Task prompt: Given the listing below, write out exactly the lines starting with the line that has "- Standalone lazy-loaded" and going on through the line that has "- Installed the", both kept.

Extracted entries:

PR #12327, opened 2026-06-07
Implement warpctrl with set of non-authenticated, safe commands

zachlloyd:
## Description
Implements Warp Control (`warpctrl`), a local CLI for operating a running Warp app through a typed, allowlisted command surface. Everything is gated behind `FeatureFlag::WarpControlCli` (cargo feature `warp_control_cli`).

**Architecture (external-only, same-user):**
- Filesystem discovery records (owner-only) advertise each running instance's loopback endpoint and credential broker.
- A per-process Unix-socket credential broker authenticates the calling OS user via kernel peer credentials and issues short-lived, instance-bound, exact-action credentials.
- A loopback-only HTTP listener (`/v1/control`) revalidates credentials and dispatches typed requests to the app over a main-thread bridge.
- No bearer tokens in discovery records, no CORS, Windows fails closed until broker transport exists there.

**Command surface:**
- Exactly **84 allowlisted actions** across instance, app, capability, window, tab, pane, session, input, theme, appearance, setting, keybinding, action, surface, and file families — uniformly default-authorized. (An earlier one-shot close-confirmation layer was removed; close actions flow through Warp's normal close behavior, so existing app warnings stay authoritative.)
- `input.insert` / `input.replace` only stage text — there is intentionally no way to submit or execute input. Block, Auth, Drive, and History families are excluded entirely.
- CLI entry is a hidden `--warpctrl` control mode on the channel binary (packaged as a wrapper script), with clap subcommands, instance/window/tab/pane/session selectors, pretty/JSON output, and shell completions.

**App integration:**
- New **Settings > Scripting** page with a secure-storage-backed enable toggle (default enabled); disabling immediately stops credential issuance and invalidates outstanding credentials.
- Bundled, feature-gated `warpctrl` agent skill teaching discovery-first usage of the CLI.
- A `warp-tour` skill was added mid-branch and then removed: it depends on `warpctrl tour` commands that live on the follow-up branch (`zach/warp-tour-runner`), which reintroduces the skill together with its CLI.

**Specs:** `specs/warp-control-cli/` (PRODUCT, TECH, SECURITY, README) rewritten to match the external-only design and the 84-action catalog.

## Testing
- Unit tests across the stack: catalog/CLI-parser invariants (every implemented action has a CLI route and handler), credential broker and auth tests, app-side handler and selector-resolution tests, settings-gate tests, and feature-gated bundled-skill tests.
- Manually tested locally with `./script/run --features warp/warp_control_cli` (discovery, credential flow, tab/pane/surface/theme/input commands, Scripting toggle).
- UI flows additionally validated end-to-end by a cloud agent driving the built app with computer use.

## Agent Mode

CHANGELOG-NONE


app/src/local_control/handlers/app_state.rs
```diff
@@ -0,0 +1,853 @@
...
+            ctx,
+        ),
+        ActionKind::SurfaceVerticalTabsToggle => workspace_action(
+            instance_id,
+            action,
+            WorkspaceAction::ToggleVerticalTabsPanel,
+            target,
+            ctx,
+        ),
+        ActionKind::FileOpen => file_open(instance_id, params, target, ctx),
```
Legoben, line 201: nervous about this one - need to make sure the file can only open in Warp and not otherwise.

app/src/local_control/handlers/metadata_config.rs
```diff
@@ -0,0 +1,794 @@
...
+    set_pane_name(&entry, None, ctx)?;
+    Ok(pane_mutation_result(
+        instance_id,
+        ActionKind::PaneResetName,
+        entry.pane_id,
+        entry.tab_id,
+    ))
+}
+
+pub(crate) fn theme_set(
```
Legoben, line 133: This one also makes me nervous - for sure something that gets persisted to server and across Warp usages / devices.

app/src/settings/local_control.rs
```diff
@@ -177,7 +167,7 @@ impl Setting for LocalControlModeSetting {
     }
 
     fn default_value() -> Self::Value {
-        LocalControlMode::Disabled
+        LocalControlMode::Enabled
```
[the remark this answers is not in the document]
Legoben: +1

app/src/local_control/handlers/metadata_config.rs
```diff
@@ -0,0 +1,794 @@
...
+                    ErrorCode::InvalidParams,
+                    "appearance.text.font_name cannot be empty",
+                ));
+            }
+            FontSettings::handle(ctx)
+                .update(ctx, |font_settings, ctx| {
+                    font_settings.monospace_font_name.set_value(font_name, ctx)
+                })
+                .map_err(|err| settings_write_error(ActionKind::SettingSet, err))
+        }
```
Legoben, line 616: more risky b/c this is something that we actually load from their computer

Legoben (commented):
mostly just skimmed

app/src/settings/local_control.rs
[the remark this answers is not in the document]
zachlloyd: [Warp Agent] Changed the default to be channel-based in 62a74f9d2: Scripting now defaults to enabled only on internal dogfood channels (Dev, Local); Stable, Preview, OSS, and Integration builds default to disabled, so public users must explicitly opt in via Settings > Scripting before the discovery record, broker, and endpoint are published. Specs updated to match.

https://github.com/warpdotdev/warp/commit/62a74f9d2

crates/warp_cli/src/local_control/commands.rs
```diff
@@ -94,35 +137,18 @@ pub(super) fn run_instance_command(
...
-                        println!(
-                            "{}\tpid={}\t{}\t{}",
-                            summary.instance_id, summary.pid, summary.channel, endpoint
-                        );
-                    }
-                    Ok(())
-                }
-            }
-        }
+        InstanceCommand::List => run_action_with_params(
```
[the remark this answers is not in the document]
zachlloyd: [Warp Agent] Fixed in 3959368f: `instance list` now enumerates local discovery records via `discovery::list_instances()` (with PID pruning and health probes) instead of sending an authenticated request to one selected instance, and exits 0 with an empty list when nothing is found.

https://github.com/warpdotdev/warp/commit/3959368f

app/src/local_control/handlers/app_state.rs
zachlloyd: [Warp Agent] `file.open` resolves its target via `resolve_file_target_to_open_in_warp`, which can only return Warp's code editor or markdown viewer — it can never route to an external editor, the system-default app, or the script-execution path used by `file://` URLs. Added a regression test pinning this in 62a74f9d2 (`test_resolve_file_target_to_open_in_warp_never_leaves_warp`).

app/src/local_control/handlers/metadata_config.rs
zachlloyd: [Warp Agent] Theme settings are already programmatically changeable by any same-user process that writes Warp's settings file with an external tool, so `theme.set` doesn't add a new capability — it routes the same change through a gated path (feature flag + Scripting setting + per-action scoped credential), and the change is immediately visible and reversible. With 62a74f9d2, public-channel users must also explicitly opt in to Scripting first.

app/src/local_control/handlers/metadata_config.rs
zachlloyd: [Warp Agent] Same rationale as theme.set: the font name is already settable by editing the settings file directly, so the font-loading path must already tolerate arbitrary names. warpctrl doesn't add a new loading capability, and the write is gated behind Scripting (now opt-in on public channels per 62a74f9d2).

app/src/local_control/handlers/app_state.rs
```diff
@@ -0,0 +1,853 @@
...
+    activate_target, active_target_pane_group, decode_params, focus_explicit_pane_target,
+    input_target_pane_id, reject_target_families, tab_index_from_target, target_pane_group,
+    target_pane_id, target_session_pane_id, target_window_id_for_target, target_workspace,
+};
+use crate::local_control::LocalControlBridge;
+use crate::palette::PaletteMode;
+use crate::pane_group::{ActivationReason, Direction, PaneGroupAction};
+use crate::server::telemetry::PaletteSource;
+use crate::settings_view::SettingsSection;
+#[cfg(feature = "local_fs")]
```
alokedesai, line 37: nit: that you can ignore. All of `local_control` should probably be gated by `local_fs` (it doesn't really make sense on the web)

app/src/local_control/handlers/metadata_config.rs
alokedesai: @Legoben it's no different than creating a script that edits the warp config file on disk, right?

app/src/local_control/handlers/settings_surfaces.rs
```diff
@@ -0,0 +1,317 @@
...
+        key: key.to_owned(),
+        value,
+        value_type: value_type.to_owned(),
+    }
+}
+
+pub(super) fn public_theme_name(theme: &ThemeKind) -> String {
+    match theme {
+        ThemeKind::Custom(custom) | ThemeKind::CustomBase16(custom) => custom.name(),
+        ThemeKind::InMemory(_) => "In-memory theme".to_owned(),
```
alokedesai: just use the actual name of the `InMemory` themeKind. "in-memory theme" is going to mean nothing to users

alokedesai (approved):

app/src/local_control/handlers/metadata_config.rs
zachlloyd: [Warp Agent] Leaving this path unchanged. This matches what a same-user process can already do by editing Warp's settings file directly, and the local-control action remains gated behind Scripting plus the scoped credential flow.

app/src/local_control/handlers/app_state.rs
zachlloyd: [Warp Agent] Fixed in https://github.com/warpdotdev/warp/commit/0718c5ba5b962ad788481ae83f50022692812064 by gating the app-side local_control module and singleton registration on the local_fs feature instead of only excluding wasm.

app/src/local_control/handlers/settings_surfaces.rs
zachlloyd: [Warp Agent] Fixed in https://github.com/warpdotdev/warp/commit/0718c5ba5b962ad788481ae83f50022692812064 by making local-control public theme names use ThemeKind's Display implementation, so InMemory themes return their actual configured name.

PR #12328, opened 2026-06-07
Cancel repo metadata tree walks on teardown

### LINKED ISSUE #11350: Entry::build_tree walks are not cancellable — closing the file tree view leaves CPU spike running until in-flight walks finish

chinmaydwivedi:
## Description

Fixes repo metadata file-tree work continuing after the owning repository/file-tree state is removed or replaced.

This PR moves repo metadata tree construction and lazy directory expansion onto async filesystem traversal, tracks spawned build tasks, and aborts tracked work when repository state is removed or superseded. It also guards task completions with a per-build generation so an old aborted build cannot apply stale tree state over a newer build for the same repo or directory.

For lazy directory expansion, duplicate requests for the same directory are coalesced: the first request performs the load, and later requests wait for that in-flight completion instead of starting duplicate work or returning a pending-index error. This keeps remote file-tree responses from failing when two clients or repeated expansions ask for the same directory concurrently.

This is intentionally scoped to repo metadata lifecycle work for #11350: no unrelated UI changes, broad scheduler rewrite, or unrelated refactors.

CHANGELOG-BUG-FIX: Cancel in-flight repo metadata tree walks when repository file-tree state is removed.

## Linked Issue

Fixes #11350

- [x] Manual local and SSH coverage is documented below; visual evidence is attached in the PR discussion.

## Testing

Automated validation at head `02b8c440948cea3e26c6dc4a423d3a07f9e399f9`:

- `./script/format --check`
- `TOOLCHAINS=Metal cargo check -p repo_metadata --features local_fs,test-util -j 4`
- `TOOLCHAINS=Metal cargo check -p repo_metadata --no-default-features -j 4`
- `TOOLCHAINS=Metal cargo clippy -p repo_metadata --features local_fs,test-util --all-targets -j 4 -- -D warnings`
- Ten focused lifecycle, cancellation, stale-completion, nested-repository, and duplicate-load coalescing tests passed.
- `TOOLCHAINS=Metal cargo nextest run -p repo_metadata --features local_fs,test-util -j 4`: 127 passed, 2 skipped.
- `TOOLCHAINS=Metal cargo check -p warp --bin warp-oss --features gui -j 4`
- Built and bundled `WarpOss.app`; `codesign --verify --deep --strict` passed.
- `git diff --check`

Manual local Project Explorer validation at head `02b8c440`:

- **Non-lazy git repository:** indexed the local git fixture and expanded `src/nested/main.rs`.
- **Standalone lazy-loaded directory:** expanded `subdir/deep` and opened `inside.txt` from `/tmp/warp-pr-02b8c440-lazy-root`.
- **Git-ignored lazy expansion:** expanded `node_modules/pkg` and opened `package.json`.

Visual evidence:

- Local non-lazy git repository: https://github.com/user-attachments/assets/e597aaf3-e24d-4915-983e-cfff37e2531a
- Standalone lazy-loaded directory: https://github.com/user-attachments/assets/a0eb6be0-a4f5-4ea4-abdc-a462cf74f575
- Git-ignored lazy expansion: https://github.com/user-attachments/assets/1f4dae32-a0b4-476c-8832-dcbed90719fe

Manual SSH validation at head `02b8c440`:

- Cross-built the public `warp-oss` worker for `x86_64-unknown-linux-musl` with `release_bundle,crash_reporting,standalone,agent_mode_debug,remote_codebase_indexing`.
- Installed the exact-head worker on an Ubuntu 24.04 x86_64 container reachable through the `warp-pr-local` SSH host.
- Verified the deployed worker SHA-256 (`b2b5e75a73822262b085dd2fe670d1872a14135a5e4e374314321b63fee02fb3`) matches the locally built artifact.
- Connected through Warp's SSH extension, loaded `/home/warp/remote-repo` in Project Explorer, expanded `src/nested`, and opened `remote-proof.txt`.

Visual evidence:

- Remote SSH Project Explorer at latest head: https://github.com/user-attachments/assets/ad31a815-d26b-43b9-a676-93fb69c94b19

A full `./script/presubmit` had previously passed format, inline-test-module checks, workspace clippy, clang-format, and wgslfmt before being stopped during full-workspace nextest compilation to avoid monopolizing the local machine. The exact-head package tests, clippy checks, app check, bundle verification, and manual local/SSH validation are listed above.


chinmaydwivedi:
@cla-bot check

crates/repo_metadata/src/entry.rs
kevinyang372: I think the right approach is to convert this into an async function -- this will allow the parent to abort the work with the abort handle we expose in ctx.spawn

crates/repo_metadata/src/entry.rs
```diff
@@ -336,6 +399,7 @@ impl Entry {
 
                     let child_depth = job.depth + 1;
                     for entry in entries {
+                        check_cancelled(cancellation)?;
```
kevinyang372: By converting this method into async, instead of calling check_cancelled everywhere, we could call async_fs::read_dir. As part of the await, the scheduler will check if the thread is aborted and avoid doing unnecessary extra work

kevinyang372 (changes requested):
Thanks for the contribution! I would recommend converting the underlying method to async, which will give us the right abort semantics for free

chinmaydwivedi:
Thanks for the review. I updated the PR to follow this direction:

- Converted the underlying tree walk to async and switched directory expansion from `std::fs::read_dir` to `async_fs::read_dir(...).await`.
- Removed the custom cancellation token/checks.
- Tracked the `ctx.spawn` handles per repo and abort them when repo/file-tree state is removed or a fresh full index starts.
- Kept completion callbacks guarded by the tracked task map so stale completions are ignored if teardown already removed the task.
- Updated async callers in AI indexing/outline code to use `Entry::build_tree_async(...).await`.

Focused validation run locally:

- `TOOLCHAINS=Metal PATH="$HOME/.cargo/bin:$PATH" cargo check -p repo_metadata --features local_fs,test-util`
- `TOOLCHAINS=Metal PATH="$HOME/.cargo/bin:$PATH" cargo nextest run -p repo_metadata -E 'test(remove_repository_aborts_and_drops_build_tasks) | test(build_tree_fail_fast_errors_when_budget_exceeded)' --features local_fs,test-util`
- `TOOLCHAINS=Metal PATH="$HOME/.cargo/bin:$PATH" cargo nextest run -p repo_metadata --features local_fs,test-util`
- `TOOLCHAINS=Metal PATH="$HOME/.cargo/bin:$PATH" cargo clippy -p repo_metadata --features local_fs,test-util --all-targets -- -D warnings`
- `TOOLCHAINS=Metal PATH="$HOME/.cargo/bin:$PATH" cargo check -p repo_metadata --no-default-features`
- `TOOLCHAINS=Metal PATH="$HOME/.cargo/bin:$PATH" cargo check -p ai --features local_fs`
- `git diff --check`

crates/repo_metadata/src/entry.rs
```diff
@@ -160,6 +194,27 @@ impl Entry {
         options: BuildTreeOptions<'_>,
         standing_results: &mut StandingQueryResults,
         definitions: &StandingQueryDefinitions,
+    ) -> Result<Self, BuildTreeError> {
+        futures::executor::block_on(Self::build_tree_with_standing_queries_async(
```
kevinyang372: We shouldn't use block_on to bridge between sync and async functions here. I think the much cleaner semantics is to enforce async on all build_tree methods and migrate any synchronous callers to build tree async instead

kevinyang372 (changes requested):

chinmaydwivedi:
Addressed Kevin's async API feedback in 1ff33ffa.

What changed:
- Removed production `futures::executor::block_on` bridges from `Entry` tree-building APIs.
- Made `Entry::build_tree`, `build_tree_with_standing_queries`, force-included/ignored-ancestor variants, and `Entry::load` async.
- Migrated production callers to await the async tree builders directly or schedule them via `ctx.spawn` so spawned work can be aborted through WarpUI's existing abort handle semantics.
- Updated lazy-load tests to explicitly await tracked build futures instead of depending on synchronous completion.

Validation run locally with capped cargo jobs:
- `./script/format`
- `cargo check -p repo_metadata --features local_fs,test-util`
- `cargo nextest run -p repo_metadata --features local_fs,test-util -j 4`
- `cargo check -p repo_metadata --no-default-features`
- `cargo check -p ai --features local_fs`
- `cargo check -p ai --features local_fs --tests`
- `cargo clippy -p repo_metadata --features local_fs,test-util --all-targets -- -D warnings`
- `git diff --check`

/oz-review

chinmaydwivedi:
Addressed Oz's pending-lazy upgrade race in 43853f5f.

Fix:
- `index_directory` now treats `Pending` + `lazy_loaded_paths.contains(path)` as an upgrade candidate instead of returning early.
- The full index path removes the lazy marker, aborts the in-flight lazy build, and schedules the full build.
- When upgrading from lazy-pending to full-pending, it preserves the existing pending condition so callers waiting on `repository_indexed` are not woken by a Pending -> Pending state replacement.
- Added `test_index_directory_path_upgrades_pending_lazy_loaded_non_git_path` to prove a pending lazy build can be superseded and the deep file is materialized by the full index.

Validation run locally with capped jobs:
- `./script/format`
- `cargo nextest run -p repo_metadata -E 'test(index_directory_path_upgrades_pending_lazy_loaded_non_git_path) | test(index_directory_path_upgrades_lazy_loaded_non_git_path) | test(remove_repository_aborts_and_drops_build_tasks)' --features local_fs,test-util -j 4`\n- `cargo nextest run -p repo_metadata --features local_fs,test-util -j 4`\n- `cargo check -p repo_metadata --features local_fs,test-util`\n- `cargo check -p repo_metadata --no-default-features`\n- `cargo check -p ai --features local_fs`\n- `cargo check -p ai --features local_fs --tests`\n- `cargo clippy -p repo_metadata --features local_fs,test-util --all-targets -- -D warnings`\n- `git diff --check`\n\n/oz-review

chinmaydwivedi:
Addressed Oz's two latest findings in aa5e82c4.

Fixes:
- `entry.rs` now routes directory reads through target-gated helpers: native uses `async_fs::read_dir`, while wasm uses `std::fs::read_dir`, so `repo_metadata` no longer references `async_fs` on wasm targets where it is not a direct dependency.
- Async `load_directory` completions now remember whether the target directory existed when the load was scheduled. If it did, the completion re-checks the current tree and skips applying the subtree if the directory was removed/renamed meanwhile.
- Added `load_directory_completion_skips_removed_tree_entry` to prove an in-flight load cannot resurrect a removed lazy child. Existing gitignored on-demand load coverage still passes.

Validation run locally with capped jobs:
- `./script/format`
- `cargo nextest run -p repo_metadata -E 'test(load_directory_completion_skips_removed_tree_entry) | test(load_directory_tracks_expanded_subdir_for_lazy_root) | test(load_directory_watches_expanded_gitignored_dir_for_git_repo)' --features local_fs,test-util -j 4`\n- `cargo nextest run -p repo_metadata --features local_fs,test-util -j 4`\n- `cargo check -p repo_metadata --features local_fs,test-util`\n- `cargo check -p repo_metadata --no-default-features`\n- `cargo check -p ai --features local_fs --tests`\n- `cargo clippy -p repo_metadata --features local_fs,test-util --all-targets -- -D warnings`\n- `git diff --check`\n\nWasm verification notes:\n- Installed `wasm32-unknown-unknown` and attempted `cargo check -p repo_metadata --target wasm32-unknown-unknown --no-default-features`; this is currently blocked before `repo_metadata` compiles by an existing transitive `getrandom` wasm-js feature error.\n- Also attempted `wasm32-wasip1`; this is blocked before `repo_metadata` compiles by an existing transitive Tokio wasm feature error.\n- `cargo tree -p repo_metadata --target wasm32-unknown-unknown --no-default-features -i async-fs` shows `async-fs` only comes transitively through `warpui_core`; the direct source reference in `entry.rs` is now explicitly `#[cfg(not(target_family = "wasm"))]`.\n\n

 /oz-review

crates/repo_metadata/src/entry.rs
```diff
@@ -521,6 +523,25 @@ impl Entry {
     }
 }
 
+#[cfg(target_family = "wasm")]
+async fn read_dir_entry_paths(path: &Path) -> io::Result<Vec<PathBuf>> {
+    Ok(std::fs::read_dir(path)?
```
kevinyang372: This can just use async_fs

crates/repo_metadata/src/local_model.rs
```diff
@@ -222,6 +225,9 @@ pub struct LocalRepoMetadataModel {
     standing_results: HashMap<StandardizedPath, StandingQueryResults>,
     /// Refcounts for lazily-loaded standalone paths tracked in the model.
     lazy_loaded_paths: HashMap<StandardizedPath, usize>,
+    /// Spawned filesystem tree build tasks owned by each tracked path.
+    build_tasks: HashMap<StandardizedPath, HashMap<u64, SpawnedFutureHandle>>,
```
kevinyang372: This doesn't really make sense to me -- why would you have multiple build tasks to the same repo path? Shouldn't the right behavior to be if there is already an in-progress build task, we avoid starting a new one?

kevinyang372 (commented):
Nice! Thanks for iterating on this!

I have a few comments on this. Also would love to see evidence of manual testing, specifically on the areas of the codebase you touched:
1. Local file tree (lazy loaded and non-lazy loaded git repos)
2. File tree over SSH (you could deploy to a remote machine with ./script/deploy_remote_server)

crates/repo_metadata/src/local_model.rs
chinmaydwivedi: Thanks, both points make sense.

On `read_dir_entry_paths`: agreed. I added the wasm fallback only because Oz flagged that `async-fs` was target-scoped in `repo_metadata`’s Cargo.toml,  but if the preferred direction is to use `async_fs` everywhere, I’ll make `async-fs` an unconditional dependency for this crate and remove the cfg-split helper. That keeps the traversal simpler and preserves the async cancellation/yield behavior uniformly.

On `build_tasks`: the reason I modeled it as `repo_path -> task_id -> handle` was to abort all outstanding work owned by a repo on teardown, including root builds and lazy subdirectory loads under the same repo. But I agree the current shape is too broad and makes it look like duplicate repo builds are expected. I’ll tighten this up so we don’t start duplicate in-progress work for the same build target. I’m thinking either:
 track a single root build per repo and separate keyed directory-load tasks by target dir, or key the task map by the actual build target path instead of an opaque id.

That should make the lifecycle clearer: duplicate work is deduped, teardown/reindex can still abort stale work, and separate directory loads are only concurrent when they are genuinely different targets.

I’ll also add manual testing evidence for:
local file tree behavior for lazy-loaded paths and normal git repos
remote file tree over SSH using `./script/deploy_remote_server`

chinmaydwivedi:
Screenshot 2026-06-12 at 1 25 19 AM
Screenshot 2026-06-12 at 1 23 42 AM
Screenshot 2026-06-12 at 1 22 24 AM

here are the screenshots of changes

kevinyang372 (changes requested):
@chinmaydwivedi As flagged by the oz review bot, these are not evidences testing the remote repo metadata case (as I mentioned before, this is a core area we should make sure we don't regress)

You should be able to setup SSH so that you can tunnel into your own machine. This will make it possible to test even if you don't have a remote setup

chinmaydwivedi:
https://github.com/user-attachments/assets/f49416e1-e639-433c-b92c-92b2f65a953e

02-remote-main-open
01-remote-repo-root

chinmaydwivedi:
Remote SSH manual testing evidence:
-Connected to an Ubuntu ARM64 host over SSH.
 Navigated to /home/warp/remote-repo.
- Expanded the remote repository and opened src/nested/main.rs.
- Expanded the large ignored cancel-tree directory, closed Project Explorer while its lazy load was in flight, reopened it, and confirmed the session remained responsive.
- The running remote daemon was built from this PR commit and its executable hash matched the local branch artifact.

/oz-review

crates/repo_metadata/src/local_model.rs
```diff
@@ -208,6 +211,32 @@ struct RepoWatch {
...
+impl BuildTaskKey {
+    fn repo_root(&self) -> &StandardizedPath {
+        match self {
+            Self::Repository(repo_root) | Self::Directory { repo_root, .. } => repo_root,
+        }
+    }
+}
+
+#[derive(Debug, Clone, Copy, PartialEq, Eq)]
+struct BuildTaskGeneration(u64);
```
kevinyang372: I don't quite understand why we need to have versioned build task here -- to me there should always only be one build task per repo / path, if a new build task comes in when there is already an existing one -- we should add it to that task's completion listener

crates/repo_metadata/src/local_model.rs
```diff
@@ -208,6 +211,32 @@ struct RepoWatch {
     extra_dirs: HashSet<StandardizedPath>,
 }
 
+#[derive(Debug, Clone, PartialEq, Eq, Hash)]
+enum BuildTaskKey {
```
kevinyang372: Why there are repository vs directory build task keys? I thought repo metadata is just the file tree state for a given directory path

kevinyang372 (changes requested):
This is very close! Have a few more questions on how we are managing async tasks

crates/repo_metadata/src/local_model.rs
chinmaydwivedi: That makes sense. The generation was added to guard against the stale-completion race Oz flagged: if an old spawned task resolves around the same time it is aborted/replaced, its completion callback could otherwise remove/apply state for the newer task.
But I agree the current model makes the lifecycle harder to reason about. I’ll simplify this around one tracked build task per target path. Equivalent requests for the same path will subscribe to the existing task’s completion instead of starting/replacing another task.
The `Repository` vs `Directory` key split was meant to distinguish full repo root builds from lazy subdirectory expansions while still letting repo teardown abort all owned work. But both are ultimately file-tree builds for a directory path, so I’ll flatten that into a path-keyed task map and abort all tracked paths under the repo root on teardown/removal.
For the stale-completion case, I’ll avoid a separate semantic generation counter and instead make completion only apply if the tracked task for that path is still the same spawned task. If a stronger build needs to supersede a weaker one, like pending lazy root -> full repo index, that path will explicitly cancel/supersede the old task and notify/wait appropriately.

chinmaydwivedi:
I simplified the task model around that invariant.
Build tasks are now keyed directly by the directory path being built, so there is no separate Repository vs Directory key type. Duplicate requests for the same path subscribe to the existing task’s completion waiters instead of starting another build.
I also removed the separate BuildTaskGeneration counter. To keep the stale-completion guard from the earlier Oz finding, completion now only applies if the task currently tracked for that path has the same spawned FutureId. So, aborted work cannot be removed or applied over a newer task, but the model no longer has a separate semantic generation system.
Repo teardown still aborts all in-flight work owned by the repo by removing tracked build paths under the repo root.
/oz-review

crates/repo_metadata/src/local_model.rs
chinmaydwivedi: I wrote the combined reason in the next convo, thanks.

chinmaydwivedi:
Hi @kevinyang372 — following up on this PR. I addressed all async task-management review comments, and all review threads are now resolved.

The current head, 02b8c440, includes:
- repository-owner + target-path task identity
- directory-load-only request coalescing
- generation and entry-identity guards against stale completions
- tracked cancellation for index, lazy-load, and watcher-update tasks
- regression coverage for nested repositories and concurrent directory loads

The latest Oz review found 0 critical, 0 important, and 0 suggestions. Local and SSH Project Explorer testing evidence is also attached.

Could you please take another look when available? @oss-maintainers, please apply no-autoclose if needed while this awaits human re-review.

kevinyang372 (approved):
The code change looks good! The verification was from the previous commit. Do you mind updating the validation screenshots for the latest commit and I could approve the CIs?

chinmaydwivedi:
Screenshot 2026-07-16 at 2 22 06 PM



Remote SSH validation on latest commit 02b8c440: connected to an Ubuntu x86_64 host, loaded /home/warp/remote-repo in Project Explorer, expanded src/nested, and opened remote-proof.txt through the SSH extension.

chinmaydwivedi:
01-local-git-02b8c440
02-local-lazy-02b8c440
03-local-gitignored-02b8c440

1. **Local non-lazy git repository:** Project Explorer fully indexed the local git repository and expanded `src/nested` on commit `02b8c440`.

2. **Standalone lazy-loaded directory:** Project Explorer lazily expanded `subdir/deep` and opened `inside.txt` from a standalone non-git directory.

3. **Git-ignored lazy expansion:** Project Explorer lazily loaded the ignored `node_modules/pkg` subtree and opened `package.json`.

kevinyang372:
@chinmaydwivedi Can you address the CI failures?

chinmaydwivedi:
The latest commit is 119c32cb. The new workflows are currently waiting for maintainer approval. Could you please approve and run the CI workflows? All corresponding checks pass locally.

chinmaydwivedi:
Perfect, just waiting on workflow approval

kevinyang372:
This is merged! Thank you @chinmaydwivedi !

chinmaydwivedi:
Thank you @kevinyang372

Written response:
- Standalone lazy-loaded directory: https://github.com/user-attachments/assets/a0eb6be0-a4f5-4ea4-abdc-a462cf74f575
- Git-ignored lazy expansion: https://github.com/user-attachments/assets/1f4dae32-a0b4-476c-8832-dcbed90719fe

Manual SSH validation at head `02b8c440`:

- Cross-built the public `warp-oss` worker for `x86_64-unknown-linux-musl` with `release_bundle,crash_reporting,standalone,agent_mode_debug,remote_codebase_indexing`.
- Installed the exact-head worker on an Ubuntu 24.04 x86_64 container reachable through the `warp-pr-local` SSH host.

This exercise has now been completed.